Could you name an artist jeweler (or more) whose work you admire and who has significantly influenced your own?

As a young child, I visited the studio of Darani Lewers and Helge Larsen in Sydney, I recall being very impressed. I was intrigued by their tools and liked the feel of their workspace. Their use of materials and techniques, and regular exhibiting has contributed significantly to an Australian vernacular.

Merv Muhling was a Queensland artist who died in 2003. I inherited the contents of his workshop including his collection of found objects from his studio. Merv’s work often included found objects, my methodology is similar to his, but the aesthetic outcomes are quite different.

Don Ross is another Queensland jeweller, also deceased, whose narrative works enthralled me as a young child and continue to inspire me. Don was a dentist who taught himself jewellery techniques at a time when formal training was not available. He shared his skills generously. He had a good sense of humour that featured in his jewellery.

Muhling, Ross, Lewers and Larsen have been the primary influences for me, as I followed their works through my formative years.

Could you name one or two writers who have helped to clarify your thinking and impacted your practice? How?

Over time, the theorists who have influenced my thinking have changed a lot. Most recently I have been engaging with Vibrant Matter by Jane Bennet. She has an interesting take on thinking about the discards and materiality. Also Barbara Maria Stafford’s Echo Objects explores neurological science and its impact on how we view and understand objects and images.

Michael Crawford’s The Case for Working with your Hands deals with the satisfaction derived from manual work as opposed to screen based work. It addresses issues around transparency in manufacturing, as well as the devaluing of the labour and the value in the fixing or making of things.
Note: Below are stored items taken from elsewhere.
PR #25041, opened 2026-01-29
feat(core): Add default Postgres query timeout

ivov:
https://linear.app/n8n/issue/CAT-2241

### DIFF
--- a/packages/@n8n/db/src/connection/db-connection-options.ts
+++ b/packages/@n8n/db/src/connection/db-connection-options.ts
@@ -106,6 +106,8 @@ export class DbConnectionOptions {
 			};
 		}
 
+		const { statementTimeoutMs } = postgresConfig;
+
 		return {
 			type: 'postgres',
 			...this.getCommonOptions(),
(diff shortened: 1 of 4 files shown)


packages/@n8n/db/src/connection/db-connection-options.ts
```diff
@@ -117,6 +119,7 @@ export class DbConnectionOptions {
 			ssl,
 			extra: {
 				idleTimeoutMillis: postgresConfig.idleTimeoutMs,
+				...(statementTimeoutMs > 0 && { options: `-c statement_timeout=${statementTimeoutMs}` }),
```
tomi, line 122: `node-pg` client also has [`statement_timeout`](https://node-postgres.com/apis/client#new-client). I think that is the same thing? Pool [seems to pass](https://github.com/brianc/node-postgres/blob/master/packages/pg-pool/index.js#L233) the options directly to the client so this could


```suggestion
				...(statementTimeoutMs > 0 && { statement_timeout: statementTimeoutMs }),
```

if I'm not mistaken

tomi (approved):

packages/@n8n/db/src/connection/db-connection-options.ts
ivov: Will keep in mind! It was in the merge queue so it automerged

PR #25049, opened 2026-01-29
feat(core): Add profiling support via sentry

tomi:
## Summary

Adds Sentry profiling support:
- Added tracesSampleRate and profilesSampleRate configuration options in @n8n/config
- Updated error reporter in core to conditionally enable profiling via @sentry/profiling-node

Various essays and books by Richard Sennett have been influential in particular, The Craftsman.

What is next for you?

There are lots of things I am in the process of making or thinking through. Some of these are in the “cabinet of curiosities”. I have some brake and clutch handles from motorbikes I’d like to work with and I am tempted to use some bigger things. I also want to investigate more of Merv’s material that was not used. However, there is an inverse relationship between the rate of collecting and the rate of making!

I also have a thing with nails. They are ubiquitous and I have found them pretty much everywhere I have been, including Singapore one of the cleanest cities in the world, where litter doesn’t exist. Each nail is really different. Some are really old and some new; some have done nothing and some have been through fires or been torn out. The consistent thing is that they have been discarded. I could literally work on these forever, in that the supply appears endless.